PR #7831, opened 2023-12-05
Create file with unique name to dump usage metrics

rbramand-xilinx:
When dumping usage metrics into JSON file, the file name is not unique. Including pid in the file name to create unique file as the log is dumped per process.

PR - https://github.com/Xilinx/XRT/pull/7788 introduced the bug
This bug was detected when debugging CR - https://jira.xilinx.com/browse/CR-1181804. Files names matched for processes exiting at same time and there was issue of files being overwritten.

Problem was solved by adding pid in file name as log is dumped per process and it will be unique

Low

Tested with the application that is attached with CR and things are working as expected

NA

### DIFF
--- a/src/runtime_src/core/common/utils.cpp
+++ b/src/runtime_src/core/common/utils.cpp
@@ -28,6 +28,13 @@
 #include <string>
 #include <boost/algorithm/string.hpp>
 
+#ifdef __linux__
+#include <unistd.h>
+#endif
+#ifdef _WIN32
+# include <process.h>
+#endif
+
 namespace {
 
 inline unsigned int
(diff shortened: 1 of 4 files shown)


chvamshi-xilinx (approved):

src/runtime_src/core/common/utils.cpp
```diff
@@ -28,6 +28,13 @@
 #include <string>
 #include <boost/algorithm/string.hpp>
 
+#ifdef __linux__
+#include <unistd.h>
```
stsoe, line 32:
```suggestion
# include <unistd.h>
```

stsoe (approved):
Minor

PR #7836, opened 2023-12-06
Add missing apt-get update to have an up-to-date package list

keryell:
Also remove random TAB and spaces.
This file would require a serious beautifier.

### DIFF
--- a/src/runtime_src/tools/scripts/xrtdeps.sh
+++ b/src/runtime_src/tools/scripts/xrtdeps.sh
@@ -475,6 +475,8 @@ validate()
 prep_ubuntu()
 {
     echo "Preparing ubuntu ..."
+    # Update the list of available packages
+    apt-get update
 }
 
 prep_centos7()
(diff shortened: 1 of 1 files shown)


src/runtime_src/tools/scripts/xrtdeps.sh
```diff
@@ -1,4 +1,4 @@
-#!/bin/bash
+#!/bin/bash -vx
```
stsoe, line 1: Really?

stsoe (changes requested):

stsoe:
@keryell Please `git commit -s --amend --no-edit`

src/runtime_src/tools/scripts/xrtdeps.sh
keryell: Ouch, I pushed my debug code. :-(

stsoe:
> Actually in Emacs/magit I just need to press 'r' and 'm'. I tend to forget about all the git CLI...

I was implying you need to sign your PR.

keryell:
> > @keryell Please `git commit -s --amend --no-edit`
> 
> Actually in Emacs/magit I just need to press 'r' and 'm'. I tend to forget about all the git CLI...

Oh, this is a new policy? By signing I guess this is just adding my e-mail, no cryptographic signature?

stsoe:
ok to test

stsoe:
add to whitelist

PR #7844, opened 2023-12-11
Add warning exception for early return

dbenusov-xilinx:
XRT-IPU does not compile with Visual Studio 2022 with the the changes from https://github.com/Xilinx/XRT/pull/7802. We really need to add VS2022 as a compilation check to pipeline.

Introduced in https://github.com/Xilinx/XRT/pull/7802. I attempted to compile with Visual Studio 2022 and encountered an early return warning.

Added a warning exception for early returns with a TODO comment.

None.

With this change XRT-IPU will compile.

None.


jvillarre (approved):
The right fix will be to change the finalFlushAIEDevice function so the return only appears in the right context.  That will come in a future pull request, but I'll merge this to temporarily unblock any pipelines.

PR #8347, opened 2024-08-13
Changing default slot for PS kernels to Zero

karthdmg-xilinx:
The existing zocl driver assumes the default slot for ps kernels to be zero but this is not aligned with the logic
implemented in host XRT driver code.
Changing host XRT logic such that both PS and PL kernel slots are downloaded to slot 0 by default.
This solution persist until we have a clear implementation for multi slot functionality.

Changing host XRT logic such that both PS and PL kernel slots are downloaded to slot 0 by default.
This solution persist until we have a clear implementation for multi slot functionality.

Changing host XRT logic such that both PS and PL kernel slots are downloaded to slot 0 by default.
This solution persist until we have a clear implementation for multi slot functionality.

NA
1. Program and Run PL and PL-AIE Kernels.
2. Program and Run  PS-AIE Kernels.

xocl_resolver implementation document

### DIFF
--- a/src/runtime_src/core/pcie/driver/linux/xocl/mgmtpf/mgmt-bifurcation-reset.c
+++ b/src/runtime_src/core/pcie/driver/linux/xocl/mgmtpf/mgmt-bifurcation-reset.c
@@ -157,7 +157,7 @@ done:
 static long xclmgmt_hot_reset_post(struct xclmgmt_dev *lro, bool force)
 {
 	long err = 0;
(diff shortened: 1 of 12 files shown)


saifuddin-xilinx (approved):

karthdmg-xilinx:
[ps_pl_logs.txt](https://github.com/user-attachments/files/16608855/ps_pl_logs.txt)
Test pass logs attached for ps and pl kernels

chvamshi-xilinx (approved):

PR #8351, opened 2024-08-15
add new action mask to indicate the driver to program the PDI.

xvijaysri:
In this PR, added support for segmented configuration dynamic reload flows via a new --key-value option.
xclbinutil --key-value SYS:action_mask:LOAD_PDI
When XRT encounters that this action mask is set, it will program the PDI.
· · · · · · ·
--- ASSIGNMENT ---
Exactly reproduce the lines that run from the line with "long err = 0;" through the last line of the records, inclusive.

--- ANSWER TO THE EXERCISE ---
 	long err = 0;
(diff shortened: 1 of 12 files shown)


saifuddin-xilinx (approved):

karthdmg-xilinx:
[ps_pl_logs.txt](https://github.com/user-attachments/files/16608855/ps_pl_logs.txt)
Test pass logs attached for ps and pl kernels

chvamshi-xilinx (approved):

PR #8351, opened 2024-08-15
add new action mask to indicate the driver to program the PDI.

xvijaysri:
In this PR, added support for segmented configuration dynamic reload flows via a new --key-value option.
xclbinutil --key-value SYS:action_mask:LOAD_PDI
When XRT encounters that this action mask is set, it will program the PDI.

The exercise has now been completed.